What the exercise asks:
The entries shown next need to be written again word for word.

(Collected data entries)
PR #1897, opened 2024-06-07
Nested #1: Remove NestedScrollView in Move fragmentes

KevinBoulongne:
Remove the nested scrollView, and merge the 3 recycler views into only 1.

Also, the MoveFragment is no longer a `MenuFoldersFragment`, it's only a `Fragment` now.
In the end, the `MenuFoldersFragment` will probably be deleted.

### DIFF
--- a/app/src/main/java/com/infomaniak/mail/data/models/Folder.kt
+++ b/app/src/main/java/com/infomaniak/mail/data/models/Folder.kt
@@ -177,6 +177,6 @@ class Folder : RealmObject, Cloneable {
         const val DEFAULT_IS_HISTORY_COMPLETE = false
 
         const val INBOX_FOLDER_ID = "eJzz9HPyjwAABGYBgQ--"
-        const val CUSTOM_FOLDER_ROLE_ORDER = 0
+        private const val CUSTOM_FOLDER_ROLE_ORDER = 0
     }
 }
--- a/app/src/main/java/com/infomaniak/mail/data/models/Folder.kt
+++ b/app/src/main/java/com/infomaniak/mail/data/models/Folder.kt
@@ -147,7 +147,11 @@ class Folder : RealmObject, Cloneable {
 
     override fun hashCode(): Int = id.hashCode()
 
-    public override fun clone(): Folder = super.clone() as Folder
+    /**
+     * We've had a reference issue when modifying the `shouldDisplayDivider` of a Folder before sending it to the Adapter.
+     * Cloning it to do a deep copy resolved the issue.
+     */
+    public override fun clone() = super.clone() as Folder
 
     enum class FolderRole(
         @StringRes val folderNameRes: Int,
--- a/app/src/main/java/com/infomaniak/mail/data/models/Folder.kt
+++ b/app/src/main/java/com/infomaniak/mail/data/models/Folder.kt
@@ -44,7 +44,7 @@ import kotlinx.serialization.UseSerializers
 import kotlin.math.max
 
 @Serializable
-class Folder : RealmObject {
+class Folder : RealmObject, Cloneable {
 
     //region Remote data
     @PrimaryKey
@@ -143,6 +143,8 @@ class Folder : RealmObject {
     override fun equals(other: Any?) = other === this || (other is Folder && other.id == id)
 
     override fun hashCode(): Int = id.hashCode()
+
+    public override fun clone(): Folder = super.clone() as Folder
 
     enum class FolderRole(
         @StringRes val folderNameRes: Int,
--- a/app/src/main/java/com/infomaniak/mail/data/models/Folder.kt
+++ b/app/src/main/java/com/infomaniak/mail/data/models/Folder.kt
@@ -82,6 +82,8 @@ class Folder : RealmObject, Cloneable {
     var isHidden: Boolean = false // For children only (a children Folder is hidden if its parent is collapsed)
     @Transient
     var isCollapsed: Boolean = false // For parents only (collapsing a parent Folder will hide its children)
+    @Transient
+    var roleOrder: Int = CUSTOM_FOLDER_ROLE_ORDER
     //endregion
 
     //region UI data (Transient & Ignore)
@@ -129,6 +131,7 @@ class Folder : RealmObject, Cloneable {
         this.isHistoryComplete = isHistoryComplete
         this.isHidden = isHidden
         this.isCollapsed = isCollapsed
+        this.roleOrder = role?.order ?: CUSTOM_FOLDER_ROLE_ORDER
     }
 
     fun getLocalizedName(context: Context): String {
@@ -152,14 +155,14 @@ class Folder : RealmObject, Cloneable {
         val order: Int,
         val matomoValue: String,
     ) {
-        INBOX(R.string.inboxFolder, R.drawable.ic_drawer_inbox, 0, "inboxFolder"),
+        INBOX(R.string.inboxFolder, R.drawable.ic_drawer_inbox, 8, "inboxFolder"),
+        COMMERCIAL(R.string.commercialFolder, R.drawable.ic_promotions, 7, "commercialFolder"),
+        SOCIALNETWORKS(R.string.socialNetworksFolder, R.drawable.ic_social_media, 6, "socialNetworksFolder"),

Output for this task:
PR #1897, opened 2024-06-07
Nested #1: Remove NestedScrollView in Move fragmentes

KevinBoulongne:
Remove the nested scrollView, and merge the 3 recycler views into only 1.

Also, the MoveFragment is no longer a `MenuFoldersFragment`, it's only a `Fragment` now.
In the end, the `MenuFoldersFragment` will probably be deleted.

### DIFF
--- a/app/src/main/java/com/infomaniak/mail/data/models/Folder.kt
+++ b/app/src/main/java/com/infomaniak/mail/data/models/Folder.kt
@@ -177,6 +177,6 @@ class Folder : RealmObject, Cloneable {
         const val DEFAULT_IS_HISTORY_COMPLETE = false
 
         const val INBOX_FOLDER_ID = "eJzz9HPyjwAABGYBgQ--"
-        const val CUSTOM_FOLDER_ROLE_ORDER = 0
+        private const val CUSTOM_FOLDER_ROLE_ORDER = 0
     }
 }
--- a/app/src/main/java/com/infomaniak/mail/data/models/Folder.kt
+++ b/app/src/main/java/com/infomaniak/mail/data/models/Folder.kt
@@ -147,7 +147,11 @@ class Folder : RealmObject, Cloneable {
 
     override fun hashCode(): Int = id.hashCode()
 
-    public override fun clone(): Folder = super.clone() as Folder
+    /**
+     * We've had a reference issue when modifying the `shouldDisplayDivider` of a Folder before sending it to the Adapter.
+     * Cloning it to do a deep copy resolved the issue.
+     */
+    public override fun clone() = super.clone() as Folder
 
     enum class FolderRole(
         @StringRes val folderNameRes: Int,
--- a/app/src/main/java/com/infomaniak/mail/data/models/Folder.kt
+++ b/app/src/main/java/com/infomaniak/mail/data/models/Folder.kt
@@ -44,7 +44,7 @@ import kotlinx.serialization.UseSerializers
 import kotlin.math.max
 
 @Serializable
-class Folder : RealmObject {
+class Folder : RealmObject, Cloneable {
 
     //region Remote data
     @PrimaryKey
@@ -143,6 +143,8 @@ class Folder : RealmObject {
     override fun equals(other: Any?) = other === this || (other is Folder && other.id == id)
 
     override fun hashCode(): Int = id.hashCode()
+
+    public override fun clone(): Folder = super.clone() as Folder
 
     enum class FolderRole(
         @StringRes val folderNameRes: Int,
--- a/app/src/main/java/com/infomaniak/mail/data/models/Folder.kt
+++ b/app/src/main/java/com/infomaniak/mail/data/models/Folder.kt
@@ -82,6 +82,8 @@ class Folder : RealmObject, Cloneable {
     var isHidden: Boolean = false // For children only (a children Folder is hidden if its parent is collapsed)
     @Transient
     var isCollapsed: Boolean = false // For parents only (collapsing a parent Folder will hide its children)
+    @Transient
+    var roleOrder: Int = CUSTOM_FOLDER_ROLE_ORDER
     //endregion
 
     //region UI data (Transient & Ignore)
@@ -129,6 +131,7 @@ class Folder : RealmObject, Cloneable {
         this.isHistoryComplete = isHistoryComplete
         this.isHidden = isHidden
         this.isCollapsed = isCollapsed
+        this.roleOrder = role?.order ?: CUSTOM_FOLDER_ROLE_ORDER
     }
 
     fun getLocalizedName(context: Context): String {
@@ -152,14 +155,14 @@ class Folder : RealmObject, Cloneable {
         val order: Int,
         val matomoValue: String,
     ) {
-        INBOX(R.string.inboxFolder, R.drawable.ic_drawer_inbox, 0, "inboxFolder"),
+        INBOX(R.string.inboxFolder, R.drawable.ic_drawer_inbox, 8, "inboxFolder"),
+        COMMERCIAL(R.string.commercialFolder, R.drawable.ic_promotions, 7, "commercialFolder"),
+        SOCIALNETWORKS(R.string.socialNetworksFolder, R.drawable.ic_social_media, 6, "socialNetworksFolder"),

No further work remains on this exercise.